The perturbations due to the use of inner iterations with stopping criteria lead in general to complex eigenvalues. A generalized conjugate gradient method of GMRES [16] type can be used. Such methods go under different names and have been referred to as nonlinear conjugate gradient, variable preconditioned conjugate gradient [17] and flexible GMRES [18]. Since, due to the accurate preconditioning, there are few iterations, the additional cost for having a full length Krylov subspace, involving all previous search directions, is not much heavier than if a conjugate gradient method with vectors, orthogonal with respect to a proper inner product and, hence, short recursions, is used.

We remark, however, that such a method has been constructed for indefinite matrices in [19], based on inner products, defined by the matrix

$$\displaystyle{\mathcal{D} = \left [\begin{array}{cc} \hat{M} -\hat{ M}_{0} & 0 \\ 0 &S_{0} \end{array} \right ],}$$

where \(\hat{M}_{0}\) is an approximation of \(\hat{M}\), such that \(\hat{M}_{0} <\hat{ M}\) and \(S_{0} <\hat{ B}\hat{{M}}^{-1}\hat{{B}}^{T}\) is an spd approximation of the Schur complement matrix for the two-by-two block system \(\left [\begin{array}{cc} \hat{M}&\hat{{B}}^{T} \\ \hat{B} & 0 \end{array} \right ].\)This makes the matrix \({\left [\begin{array}{cc} \hat{M}_{0} & 0 \\ \hat{B} & - S_{0} \end{array} \right ]}^{-1}\left [\begin{array}{cc} \hat{M}&\hat{{B}}^{T} \\ \hat{B} & 0 \end{array} \right ]\) self-adjoint with respect to that inner product. The drawback of the method is the need to properly scale the approximation \(\hat{M}_{0}\) to satisfy \(\hat{M}_{0} <\hat{ M}\), and furthermore, \(\hat{M}_{0}\) must be fixed, i.e. cannot be implicitly defined via variable inner iterations.

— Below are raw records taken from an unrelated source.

PR #6646, opened 2026-01-29
Update projectPoms in UpdateMavenModel so child modules see parent changes

dsgrieve:
## Summary

- Update `projectPoms` in `UpdateMavenModel` after resolving a POM so child modules see changes made to parents
- Add test cases for multi-module scenarios where managed dependencies are changed

## Problem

In our case, the corresponding preconditioning matrix defined in Sect. 2 satisfies \(\hat{M}_{0} >\hat{ M}\), but there is no need to scale it. Furthermore, we may apply inner iterations for this preconditioner and also for the Schur complement matrix, hence the corresponding matrix \(\hat{M}_{0}\) is in general not fixed so the above inner product method is not applicable.

The presentation of block-triangular factorization preconditioner and approximations of the arising Schur complement preconditioners with numerical tests will be devoted.